All smart nonprofits will begin, if they haven't already, to use forecasting software to help them take a peek at what the organization will look like six months to a year down the road. While finances may seem good for the remainder of the year, there is never an instance when decision-makers at a nonprofit should feel like they have enough donors and investors. Continuing to pursue funding is the mark of an organization that will be strong for years to come.
Nonprofits will usually have several types of people who follow their organization. By grouping these people together according to their interactions with the organizations, it is easier to figure out ways to draw them in. Here are some personality types of potential givers to a nonprofit and how to make sure they will make a strong contribution to the organization.
Upbeat, but not willing to give
When members of the organization are briefing potential lenders on the status of the organization for the upcoming months, there are often people at the meeting who seem very interested in donating but never pull the trigger. According to Inc. magazine, decision-makers at the nonprofit need to lure these people in by developing a sense of trust with them. Forming stronger bonds with their associates and others in their industry will make it easier for them to make an investment in the organization down the road.

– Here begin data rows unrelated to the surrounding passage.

PR #232, opened 2026-07-31
variant-analysis: convert the skill to a dynamic workflow 

icemonster:
Restructures the variant-analysis plugin around a skill and a
dynamic workflow; adds progressive disclosure of knowledge; adds an eval that measures whether the workflow helps.

## Skill: one reference per stage

`METHODOLOGY.md` is now four stage-scoped references. Each is loaded only by the stage that needs it:

| Stage | Reads |
|---|---|
| Root cause | `references/root-cause.md` |
| Baseline | nothing — it runs one command and reports the count |
| Sweep | `references/searching.md` |
| Triage | `references/triage.md` |
| Report | `references/reporting.md` |

A sweep agent now loads 159 lines instead of 327.
`SKILL.md` drops 142 → 76 lines and becomes the entry point.

## Workflow: `/variant-analysis:variants`

`workflows/variants.js` orchestrates the five steps across parallel subagents, one per expansion axis, looping until the sweep stops finding anything new.

The command was a stub forwarding to the skill, added in #49 before workflows existed. Skills are model-invoked, so the skill already triggers on the case the command claimed to own, and its routing advice duplicated `SKILL.md`. 

## Eval

`tests/` measures whether the workflow beats the skill alone. It fetches gradio at a
pinned SHA and injects two lookalike command-injection vulns plus a decoy. The hunt
is seeded with one vuln; finding the second is what's measured.

The variant is deliberately hard to reach: different module, different sink (`subprocess.run(shell=True)` vs `os.system`). Grepping the seed's exact sink does not find it.

**Results so far are honest but mixed.** Both modes find the injected variant. The
one real differential: the workflow found `screen_recording_utils.py:281` — a genuine
pre-existing `create_subprocess_shell` with an interpolated path in upstream gradio —
which the baseline missed. It also surfaced ~9 lower-value locations. So: one real
find, at the cost of more triage. n=1; not yet a stable result.

Five smaller synthetic codebases were tried first and showed no difference between modes. Small enough that one context handled them, so fan-out bought nothing. That negative result is why the eval moved to one large real codebase.

### Notes for reviewers regarding the tests
- `eval.sh` calls Claude and is deliberately named outside the `run_*.sh` pattern `make shell-suites` discovers.
- Findings outside ground truth are reported as `unreviewed`, not false positives.
- `work/` is gitignored; only the 79-line patch and ground truth are committed.


kz-tob:
@icemonster please review/merge the PR from @KernelClint into your branch

KernelClint (approved):

kz-tob (approved):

Followers who don't respond
Nonprofits will often try out marketing campaigns that are designed to get people to recognize the organization and relate to its cause. However, there are some people on direct mail, email and social media lists who simply don't respond to anything put out by the organization. An article for Nonprofit Quarterly said the public mission that the organization works toward should speak loudest to potential investors, and even the people who don't respond to marketing strategies could be more willing to give if the message from the organization is authentic.

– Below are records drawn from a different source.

PR #234, opened 2026-08-02
Add a workflow for porting Semgrep rules to other languages

mathcelo:
Porting a Semgrep rule is the same phases repeated per language, so
`semgrep-rule-variant-creator` gains a workflow script rather than instructions to
re-follow each run. The script encodes the phase order, so a rule cannot be written
before the tests that specify it, and a run reports four outcomes per language:
passed, failed validation, not applicable, and unsupported by semgrep.

## What the script holds that an agent otherwise would

Four decisions have no oracle behind them, and each one fails quietly when it goes
wrong — the run still reports every language as passed.

**A NOT_APPLICABLE verdict goes to an independent refuter.** It produces no tests, no
rule, and no directory, so nothing downstream can contradict it. The refuter treats a
matching construct as necessary and not sufficient: a sink fed only by developer-set
config is not attacker-controlled, and the verdict stands.

**Validation is measured against one specific semgrep** — the version recorded when
the rule was read. Reading the verdict out of semgrep's own words only binds the agent
while the binary is fixed. An agent that could not pass its Elixir tests installed the
last OSS build shipping the Elixir parser, ran there, and reported a true
"All tests passed" for a port that is red on the semgrep the rule has to run under. A
rule semgrep skipped rather than ran is also a failure: that ends in "All tests passed"
too, over zero graded tests.

**Whether semgrep can parse the target is asked separately from whether the bug class
exists there.** Perl has no frontend, so taint no-ops under `generic` at ~100%
"parsed". Elixir's parser is Pro-only, so the rule is skipped. In both the class is
present and the rule ungradeable, which is a different finding from NOT_APPLICABLE.
This gate drops a language with no refuter behind it, so it carries the command that
settled it into the result.

**The rule travels as a path each phase reads.** Asked to repeat the file back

Nonprofits that share their budgeting information with their followers might have a better chance of drawing in investors, especially those who are driven by facts and figures. Inc. magazine stated nonprofits should provide as much information as they can with prospective lenders as possible, either trying to "wow" them with their forecasting software or show them their organization really needs some help to stay above water. With more information at their fingertips, data-driven donors may be want to invest in the nonprofit.